La terapia no te cubre esto
Un día más sobrevivo al quilombo de la decadencia del sistema público.
Me levanto a las 8 de la mañana porque hoy toca neurólogo en Bellvitge. Nos recomiendan estar allí tres horas antes porque vamos en ambulancia. La visita es a las 13:45 h, así que, según la lógica matemática, debo estar en el sociosanitario a las 10:45 h.
Pero como la vida (y mi amiga Nune) han hecho de mí una mujer puntual y precavida, a las 10:00 h ya estoy allí, lista para arreglar a mi padre y coger todo lo necesario.
Oh, sorpresa.
No hay tiempo más que para recoger la medicación la ambulancia se ha adelantado 40 minutos. La enfermera solo puede darme la medicación de las 11:00 h y la de las 14:00 h, porque la farmacia aún no ha subido la de la tarde. Como buena precavida, cojo las pastillas de reserva del armario de mi padre, tres pañales y su bolsa. Ni tiempo de cogerle un pantalón. Primera vez que me enfrento a todo esto sin mi madre, que sigue hospitalizada con el fémur roto.
Al bajar a buscar la ambulancia, mi primer cortocircuito: solo viene un técnico.
Uno para conducir (con lo que desgasta eso), subir y bajar pacientes, montar anclajes, desmontar, mover asientos, buscar gente, acompañar gente… Todo esto mientras atiende llamadas de la empresa para nuevos viajes, sin manos libres.
Al principio no se atreve a quejarse, como si ya hubiera asumido su condición de trabajador explotado. Esa mirada iracunda de quien sabe que nada va a cambiar. Pero cuando le comento mi sorpresa ante la precariedad, se suelta un poco.
—Nos llaman mientras conducimos, pero no nos ponen medios para responder de manera legal. Y claro, si voy solo, ¿qué hago? El otro día me paró la policía.
Lo miro por la ventanilla. Todo esto me parece una temeridad. Una auténtica sandez. Como si viviera en un cuadro de Dalí permanente del que no puedo salir.
Si esto te sorprende o desconcierta, sigue leyendo, porque la pregunta es...¿Cómo llegamos a esa ambulancia?
La visita termina a las 15:00 h. Nos dicen que la ambulancia tardará una hora y media, así que aprovechamos para comer y tomar un café antes de ir a la sala de espera.
Pasan dos horas. Llamo para preguntar.
—Aún no tenemos ambulancia asignada —me dice el chico sorprendido.

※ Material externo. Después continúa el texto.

PR #6373, opened 2021-04-09
[MB-7526] Custom go linter for ATO

Ronolibert:
## Description

Implement custom go linter that checks for disabling of gosec and checks if there is a reason and an approved annotation

## Reviewer Notes
- currently there is a bug that prevents being able to add a custom linter to .golangci.yml but we are using the cmd line utility in the github action so it shouldn't affect us for now
- there are 7 false positives that the linter catches because the #nosec is used in the same line of the code it is disabling. To standardize this, we'd just need the #nosec to be connected to the annotation above it. It's difficult to account for the inline case because inline comments are treated differently than comment blocks. We could fix these in a future card once we are ready to block others

## Setup
```
go install ./cmd/...
ato-linter ./pkg/...
```

## References

* [Jira story](https://dp3.atlassian.net/browse/MB-7526) for this change
* [this article](https://disaev.me/p/writing-useful-go-analysis-linter/) explains go-analysis setup
* [this repo](https://github.com/dbraley/example-linter) is an example linter
* [official linter docs](https://golangci-lint.run/contributing/new-linters/)
* [another helpful tutorial](https://arslan.io/2019/06/13/using-go-analysis-to-write-a-custom-linter/)


testdata/src/linter_tests/ato.go
```diff
@@ -0,0 +1,15 @@
+package linter_tests
+
+// #nosec // want "Disabling of gosec must have an annotation associated with it. Please visit https://docs.google.com/document/d/1qiBNHlctSby0RZeaPzb-afVxAdA9vlrrQgce00zjDww/edit#heading=h.b2vss780hqfi"
+func nosecShouldHaveAnnotation() {}
```
kimallen, line 4: I thought I'd seen a bunch more test cases in here when you reviewed this with me - did they somehow get deleted?  Or am I understanding this wrong?  It seems there are missing test cases

kimallen (commented):
A few questions, otherwise looks good!

pkg/ato-linter/ato.go
```diff
@@ -0,0 +1,128 @@
...
+
+func containsNosec(comments []*ast.Comment) bool {
+	for _, comment := range comments {
+		if strings.Contains(comment.Text, disableNoSec) {
+			individualCommentArr := strings.Split(comment.Text, " ")
+			for _, str := range individualCommentArr {
+				if str == disableNoSec {
+					return true
+				}
+			}
```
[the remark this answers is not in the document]
Ronolibert: You're right! This inner loop for this function is not needed since the first conditional already determines that the noSec is there

pkg/ato-linter/ato.go
```diff
@@ -0,0 +1,128 @@
...
+				if index > 0 && !validatorStatuses[strings.ToUpper(str)] {
+					return true
+				}
+			}
+		}
+	}
+	return false
+}
+
+func run(pass *analysis.Pass) (interface{}, error) {
```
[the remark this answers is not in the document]
Ronolibert: From what I've seen, it just seems like convention at this point. I think the interface and error return values here are used for further use in other tooling if we were to integrate it in more complex systems or with golangci-lint. For our purposes, the `pass.Reportf` will also be considered an "error" that the github action uses.

testdata/src/linter_tests/ato.go
Ronolibert: It was just these two! One other case I wanted to test but can't is #nosec with no rule, but there is the limitation of the assertion comment being parsed along with the actual comment that prevents this test case. I think when we were pairing I was just demonstrating how the API worked but these 2 are the main test cases

pkg/ato-linter/ato_test.go
```diff
@@ -0,0 +1,19 @@
...
+	"path/filepath"
+	"testing"
+
+	"golang.org/x/tools/go/analysis/analysistest"
+)
+
+func TestAll(t *testing.T) {
+	wd, err := os.Getwd()
+	if err != nil {
+		t.Fatalf("Failed to get wd: %s", err)
```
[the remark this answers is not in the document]
Ronolibert: Good call! Changing this to errorf since Errorf errors while Fatalf is just logging

pkg/ato-linter/ato.go
```diff
@@ -0,0 +1,123 @@
...
+
+		containsDisablingGosecNoAnnotation := containsGosecNoAnnotation(comments.List)
+		if containsDisablingGosecNoAnnotation {
+			pass.Reportf(node.Pos(), "Disabling of gosec must have an annotation associated with it. Please visit https://docs.google.com/document/d/1qiBNHlctSby0RZeaPzb-afVxAdA9vlrrQgce00zjDww/edit#heading=h.b2vss780hqfi")
+			return
+		}
+
+		containsAnnotationNotApproved := containsAnnotationNotApproved(comments.List)
+		if containsAnnotationNotApproved {
+			pass.Reportf(node.Pos(), "Annotation needs approval from an ISSO")
```
kimallen, line 115: Can we add to the message, "Please add @truss-is3 as reviewers for this PR and ping the ISSO in Slack"

kimallen (approved):
LGTM! Changes look good.
I added a comment for an addon to the "needs approval" annotation message, otherwise 🚢

pkg/ato-linter/ato.go
```diff
@@ -0,0 +1,123 @@
...
+		if strings.Contains(comment.Text, validatorStatusLabel) {
+			// example str: //RA Validator Status: {RA Accepted, Return to Developer, Known Issue, Mitigated, False Positive, Bad Practice}
+			individualCommentArr := strings.Split(comment.Text, ": ")
+			// Has validator status label but no value ex. //RA Validator Status:
+			if len(individualCommentArr) == 1 {
+				return true
+			}
+			for index, str := range individualCommentArr {
+				str = strings.Trim(str, " ")
+				if index > 0 && !validatorStatuses[strings.ToUpper(str)] {
```
gidjin, line 76: Won't `str` still have the commas after calling split? I'm not sure I see how this would match since the `validatorStatuses` keys don't have commas. But I might be missing something.

gidjin (approved):
Left a couple questions. Does the bug preventing it from being called in `.golangci.yml` mean that developers wouldn't see violations until the PR builds? If that is the case I would recommend looking to see if there is a newer version of golangci-lint that we could use? Or if we could add it directly to pre-commit so developers would know earlier. Otherwise this looks good to me.

pkg/ato-linter/ato.go
```diff
@@ -0,0 +1,123 @@
...
+
+// ATOAnalyzer describes an analysis function and its options.
+var ATOAnalyzer = &analysis.Analyzer{
+	Name:     "atolint",
+	Doc:      "Checks that disabling of gosec is accompanied by annotations",
+	Run:      run,
+	Requires: []*analysis.Analyzer{inspect.Analyzer},
+}
+
+const disableNoSec = "#nosec"
```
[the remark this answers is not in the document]
kimallen: Yes- we also need to write a custom linter (or amend this one to accommodate) for `staticcheck` and `errcheck`.  We have a story for it.

pkg/ato-linter/ato.go
kimallen: What I'm seeing is that if it doesn't match a `validatorStatus` (ex. the `str` is `{RA Accepted, Return to Developer, Known Issue, Mitigated, False Positive, Bad Practice}` (but capitalized) instead of `KNOWN ISSUE`, then it will return `true`, that it contains annotation but it is not approved.

testdata/src/linter_tests/ato.go
```diff
@@ -0,0 +1,15 @@
+package linter_tests
```
kimallen, line 1: Is it possible to write a success test (if it does have approved annotation?)

pkg/ato-linter/ato.go
```diff
@@ -0,0 +1,123 @@
...
+
+	inspector.Preorder(nodeFilter, func(node ast.Node) {
+		comments := node.(*ast.CommentGroup)
+		commentsContainNosec := containsNosec(comments.List)
+
+		if !commentsContainNosec {
+			return
+		}
+
+		containsDisablingGosecWithNoReason := containsGosecDisableNoRule(comments.List)
```
kimallen, line 100: This var needs to be changed to `Rule` too

cmd/ato-linter/main.go
```diff
@@ -0,0 +1,11 @@
+package main
+
+import (
+	"golang.org/x/tools/go/analysis/singlechecker"
+
+	atolinter "github.com/transcom/mymove/pkg/ato-linter"
```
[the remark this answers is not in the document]
felipe-lee: Yeah I think that'd be great if we do that in a future step.

PR #6381, opened 2021-04-10
MB-7635 Initial refactoring of MoveRouter

monfresh:
This renames `MoveStatusRouter` to a more generic and meaningful
`MoveRouter`, and renames `RouteMove` to `Submit`, which is what the
`SubmitMoveHandler` now calls, since this happens when the customer
submits their move.

The `Submit` function in the `MoveRouter` then calls internal functions
that determine whether to send the move to the Service Counselor or
TOO. These are internal functions because there aren't any other places
in the app where we would want to directly send a move to a SC or TOO.

I also copied over the other Move state machine functions from the Move
model, but didn't delete them from the model yet, to keep things
working, and to make this initial commit easier to review.

## Description

## Reviewer Notes

## Setup

```sh
echo "Code goes here"
```

## References

## Screenshots


pkg/services/move/move_router.go
```diff
@@ -0,0 +1,211 @@
...
+			if err != nil {
+				return err
+			}
+		}
+	}
+	return nil
+}
+
+// Approve approves the Move
+func (router moveRouter) Approve() error {
```
hannaliebl, line 122: Is it worth noting that this and functions below here aren't being used yet, or not relevant?

pkg/services/move.go
```diff
@@ -23,8 +23,9 @@ type MoveFetcherParams struct {
 	IncludeHidden bool // indicates if a hidden/disabled move can be returned
 }
 
-// MoveStatusRouter is the exported interface for routing moves after customer submission
-//go:generate mockery -name MoveStatusRouter
-type MoveStatusRouter interface {
-	RouteMove(move *models.Move) error
+// MoveRouter is the exported interface for routing moves after customer submission
+//go:generate mockery -name MoveRouter
+type MoveRouter interface {
```
hannaliebl, line 28: I don't know enough about Go to know whether the other methods (Cancel, etc) should be added here.

monfresh: You are right! I was working on that earlier. I just pushed some more changes.

pkg/services/move/move_router.go
monfresh: Good question. I think that might not be necessary because the fact that they're here and not used is not breaking anything. The idea is to make small incremental refactorings that are easy to review. I wrote a bunch of follow-up stories that will start using these functions here instead of the ones in the Move model.

hannaliebl: Makes sense, thanks!

hannaliebl (approved):
LGTM!

pkg/services/move/move_router.go
```diff
@@ -0,0 +1,235 @@
...
+// Service Items unless the Move is approved.
+func (router moveRouter) Approve() error {
+	move := router.move
+
+	if router.approvable() {
+		move.Status = models.MoveStatusAPPROVED
+		return nil
+	}
+	if router.alreadyApproved() {
+		return nil
```
duncan-truss, line 130: I think we might want to not silently do nothing if we try to approve a move that is already approved.  Is this actively happening somewhere?

pkg/services/move/move_router.go
```diff
@@ -0,0 +1,235 @@
...
+	"github.com/pkg/errors"
+
+	"github.com/transcom/mymove/pkg/cli"
+	"github.com/transcom/mymove/pkg/models"
+	"github.com/transcom/mymove/pkg/services"
+)
+
+type moveRouter struct {
+	db   *pop.Connection
+	move *models.Move
```
duncan-truss, line 23: I think it might be better to have the move passed as arguments to the different transitions.  Then this router can be added to the different handlers as a dependency prior to knowing what move it will be operating on like what we do in `pkg/ghcapi/api.go`.  Each handler won't have to ask for a new instance for every move just to call one method.

pkg/services/move/move_router_test.go
```diff
@@ -0,0 +1,53 @@
...
+			{"Canceled", models.MoveStatusCANCELED},
+			{"Needs Service Counseling", models.MoveStatusNeedsServiceCounseling},
+		}
+		for _, invalidStatus := range invalidStatuses {
+			move.Status = invalidStatus.status
+
+			err := moveRouter.Approve()
+
+			suite.Error(err)
+			suite.Contains(err.Error(), "A move can only be approved if it's in one of these states")
```
duncan-truss, line 49: You could add the full expected error message to your struct that holds the invalidStatuses struct instead of looking for substrings.

pkg/handlers/internalapi/moves_test.go
```diff
@@ -192,6 +191,7 @@ func (suite *HandlerSuite) TestShowMoveWrongUser() {
 
 func (suite *HandlerSuite) TestSubmitMoveForApprovalHandler() {
 	suite.Run("Submits ppm success", func() {
+		os.Setenv("FEATURE_FLAG_SERVICE_COUNSELING", "false")
```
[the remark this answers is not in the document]
duncan-truss: Is the env only changed for this test or could it have side effects on other tests?  I can't remember if this persists between tests I vaguely remember encountering this in the past.

pkg/services/move/move_router.go
monfresh: Good question. This is existing behavior. We do the same thing when setting Approvals Requested. It looks like the only places where to try to approve a move are:
- when we make it available to the prime, 
- when we create service items
- when we update service items

And for Approvals Requested, it's when we create or update service items.

pkg/services/move/move_router.go
monfresh: That's what we had originally. You can see the diff where I updated `api.go`. I'm fine either way. Coming from Ruby, passing in the same argument to all the methods in a Class is a smell that the argument should be passed in when initializing an instance of the Class. I'll ask what other Gophers think.

duncan-truss: I'm not sure the same router will ever call more than 1 transition? I think each transition is ultimately followed by a database save, which would update the move's eTag then you would have stale move data in the router.  That's sort of why it feels not quite right to me.

Ryan-Koch (approved):

pkg/handlers/internalapi/moves_test.go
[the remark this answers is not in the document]
monfresh: Yes it's only per test. I confirmed it by moving the test that sets the env var to true above the one that needs it to be false, and it passed. I also set the env var to false in my `.envrc`.

pkg/services/move/move_router_test.go
monfresh: Yeah, but I think that might make it hard to read and quite long, and it would be repeated three times.

pkg/services/move/move_router.go
monfresh: OK, I changed it back. PTAL!

duncan-truss (approved):
Changes look good to me.  May want to include @transcom/truss-pamplemoose  as reviewers as well.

—Pero nos dijeron una hora y media.
Silencio. Conversación de besugos. Cuelgo sin ambulancia y sin una mínima noción de cuándo va a llegar.
Cuarenta minutos después, vuelvo a llamar. Ya llevamos tres horas y media esperando.
—Sigue sin haber ambulancia disponible, Barcelona está saturada.
Lo entiendo, claro. Pero con tres horas y media, casi que podría llegar una de Valencia.
Finalmente, tras mucha espera, impaciencia, risas y un piano, conseguimos llegar a las 20:15 h de nuevo al sociosanitario. Cinco horas más tarde. Justo a tiempo para darle la cena a mi padre antes de que lo acuesten.
Durante el viaje de vuelta, no puedo dejar de pensar en cómo está el mundo.
A veces, hasta que no nos toca de cerca, no vemos cuán podrido y carcomido está todo. Se escucha por ahí: precariedad en muchos trabajos, jefes incompetentes al mando, una enorme y tenaz espiral de silencio que nos envuelve a todos.
Ahora camino como quien sortea piedras gigantes que podrían aplastarme. El desmoronamiento de lo que alguna vez consideramos estable. La descoordinación, la inhumanidad, la falta de sensibilidad y lógica que tiene el mundo actual.
Y esto, ya te lo digo yo, no te lo arregla ninguna terapia.
Así que espabila si estás a tiempo. Que yo estoy espabilando a hostias.